For comparison, a model-based gait equation controller, derived from sinusoidal undulation patterns, was tuned extensively. It processes visual data to estimate lateral position and distance, using a proportional-integral controller for steering and speed adjustments. Despite optimization, its performance lags behind RL in tracking accuracy.
Two metrics highlight the difference: direct distance tracking and the Averaged Tracking Error (ATE), which incorporates both distance and angular deviation. The RL controller consistently achieves lower ATE—by roughly 50% on simpler tracks and up to 70% on more complex zigzag and random patterns. Its reduced lag in responding to target motion further enhances accuracy.

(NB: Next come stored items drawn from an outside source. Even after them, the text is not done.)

PR #1250, opened 2026-07-24
`lute/runtime`: fix scheduling issue with blocking on uv event loop

wizhao96:
Fixes scheduled continuations and callbacks blocking on `uv_run(getEventLoop(), UV_RUN_ONCE)` in `runOnce`.  
* When testing the DAP adapter, I was seeing behavior where callbacks such as `onExit` would not fire until after receiving I/O from the VSCode debugging client. 
* This uses `uv_async` to attempt to fix that.
* Empirically it fixes the DAP problem above.

### DIFF
--- a/lute/runtime/include/lute/runtime.h
+++ b/lute/runtime/include/lute/runtime.h
@@ -154,6 +154,7 @@ private:
     std::condition_variable runLoopCv;
     uv_thread_t runLoopThread = {};
     bool runLoopThreadStarted = false;
+    uv_async_t wakeup;
 
     std::atomic<int> activeTokens;
     uv_loop_t eventLoop;
--- a/lute/runtime/include/lute/runtime.h
+++ b/lute/runtime/include/lute/runtime.h
@@ -139,6 +139,7 @@ struct Runtime
 
     // for debug mode only:
     const bool debugMode;
+    std::atomic<int> numLaunchedDebuggees = 0;
     void stopDebug();
     void continueDebug();
     // Same as scheduleLuauCallback but we since we don't call this within a libuv completion callback
--- a/lute/runtime/include/lute/runtime.h
+++ b/lute/runtime/include/lute/runtime.h
@@ -141,6 +141,9 @@ struct Runtime
     const bool debugMode;
     void stopDebug();
     void continueDebug();
+    // Same as scheduleLuauCallback but we since we don't call this within a libuv completion callback
+    // we need to wake up the libuv event loop.
+    void scheduleDebugLuauCallback(std::shared_ptr<Ref> callbackRef, std::function<int(lua_State*)> argPusher);
 
 private:
     bool runThreadCompletionHandler(lua_State* L, int status);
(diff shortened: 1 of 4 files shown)


lute/runtime/src/runtime.cpp
```diff
@@ -32,8 +32,18 @@ Runtime::Runtime(LuteReporter& reporter, bool debugMode)
 
     if (uv_loop_init(&eventLoop) < 0)
     {
-        LUTE_ASSERT("Couldn't initialize runtime event loop");
```
wizhao96, line 35: this did not do anything before since "Couldn't initialize runtime event loop" is a truthy value. i'm not sure if that was intentional or not?

Vighnesh-V: o. You should leave the assert in and prepend the message with a !

lute/runtime/src/runtime.cpp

Limitations remain. The RL controller, trained in simulation, lacks target recovery behavior when the target leaves the field of view, a capability linked to predictive memory functions. Bridging the simulation-to-reality gap requires careful parameter matching to physical properties and consideration of real-world training challenges, such as resetting mobile robots between episodes. Policy transfer methods from simulation to hardware offer potential but are beyond the current scope.
This approach demonstrates that reinforcement learning can effectively unify perception and locomotion for snake-like robots, outperforming traditional methods in dynamic target tracking. The learned gaits offer a foundation for future work in more complex visual environments, obstacle-rich terrains, and recovery strategies when visual contact is lost.